So GCD(x,y) divides both x and y-x and therefore GCD(x,y) <= GCD(x,y-x)
Similarly any positive integer that divides x and y-x must divide x+(y-x) = y, which implies GCD(x,y-x)<= GCD(x,y). Consequently we must have GCD(x,y) = GCD(x,y-x).
Using this fact we have GCD(M_n,M_m) = GCD(M_m,M_n-M_m)
but M_n-M_m = 2^n - 2^m = 2^m (2^(n-m) - 1) = 2^m M_(n-m) = (M_m + 1)M_(n-m)
So GCD(M_n,M_m) = GCD(M_m, M_m M_(n-m)+M_(n-m))

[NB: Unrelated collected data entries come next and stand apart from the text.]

PR #567, opened 2025-04-02
feat(ENG 1433): MISO Load Zonal Hourly

Kladar:
## Summary
Adds the `miso_load_zonal_hourly` dataset. Consolidates some code between the `load_forecast` method as well, since it is the same file.

### Details
Column names are from the dataset spec.

### DIFF
--- a/gridstatus/miso.py
+++ b/gridstatus/miso.py
@@ -164,11 +164,67 @@ class MISO(ISOBase):
         if date == "latest":
             return self.get_load_forecast(date="today", verbose=verbose)
 
+        df = self._get_load_forecast_file(date)
+        df = df.loc[
+            df["Interval Start"] >= date,
+            [col for col in df if "ActualLoad" not in col],
+        ]
+
+        return df.sort_values("Interval Start").reset_index(drop=True)
+
+    @support_date_range(frequency="DAY_START")
+    def get_load_zonal_hourly(
+        self,
+        date: str | pd.Timestamp | tuple[pd.Timestamp, pd.Timestamp],
+        end: str | pd.Timestamp | None = None,
+        verbose: bool = False,
+    ) -> pd.DataFrame:
+        """
+        https://docs.misoenergy.org/marketreports/YYYYMMDD_df_al.xls
+        """
+        if date == "latest":
+            return self.get_load_zonal_hourly(date="today", verbose=verbose)
+
+        df = self._get_load_forecast_file(date)
+
+        df = df.rename(
+            columns={
+                "LRZ1 ActualLoad": "LRZ1 Load",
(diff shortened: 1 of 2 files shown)


gridstatus/miso.py
```diff
@@ -164,11 +164,73 @@ def get_load_forecast(
...
+        ).drop(columns=["Market Day", "HourEnding"])
+
+        df = df.sort_values("Interval Start").reset_index(drop=True)
+        df = df.dropna()
+        return df[
+            [
+                "Interval Start",
+                "Interval End",
+                "Publish Time",
+                "LRZ1 Load",
```
kmax12, line 220: im leaning toward not including "Load" in the processed column name since that is already in the dataset id.

gridstatus/miso.py
```diff
@@ -164,11 +164,73 @@ def get_load_forecast(
...
+            ["Interval Start", "Interval End", "Publish Time"],
+        ).drop(columns=["Market Day", "HourEnding"])
+
+        df = df.sort_values("Interval Start").reset_index(drop=True)
+        df = df.dropna()
+        return df[
+            [
+                "Interval Start",
+                "Interval End",
+                "Publish Time",
```
kmax12, line 219: i don't think we need publish time here. im fine if you want to return it, but we should drop in downstream before uploading to API

kmax12 (approved):
looking good to me. just comments on the schema

gridstatus/miso.py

Keep subtracting M_m from M_m M_(n-m)+M_(n-m) to get
GCD(M_m, M_m M_(n-m)+M_(n-m))
= GCD(M_m, M_m (M_(n-m)-1)+M_(n-m))
= GCD(M_m, M_m (M_(n-m)-2)+M_(n-m))
...
= GCD(M_m, M_(n-m))
So GCD(M_n,M_m) = GCD(M_m,M_(n-m))
Use this fact repeatedly to show
GCD(M_m,M_n)
= GCD(M_m,M_(n-m))
= GCD(M_m,M_(n-2m))
= GCD(M_m,M_(n-3m))
...
= GCD(M_m,M_r)
as required.
c)
We can use the result from part (b) to reduce the indices just as in the Euclidean algorithm.
i.e.
GCD(M_n,M_m)
= GCD(M_m,M_r)
= GCD(M_r, M_s) where s is the remainder of m divided by r
= GCD(M_s, M_t) where t is the remainder of r divided by s
... etc.
The indices are strictly decreasing and eventually one of them must go to 0, so we will have
GCD(M_n, M_m) = GCD(M_f, M_0) = GCD(M_f, 0) = M_f
Also we know that GCD(n,m) = GCD(m,r) (because r is n subtracted by m a few tmes, and we showed GCD(x,y) = GCD(x,y-x) in part (b)). Similarly we know that
GCD(m,r) = GCD(r,s) = GCD(s,t) = .... = GCD(f,0) = f
So GCD(M_n,M_m) = M_(GCD(m.n)).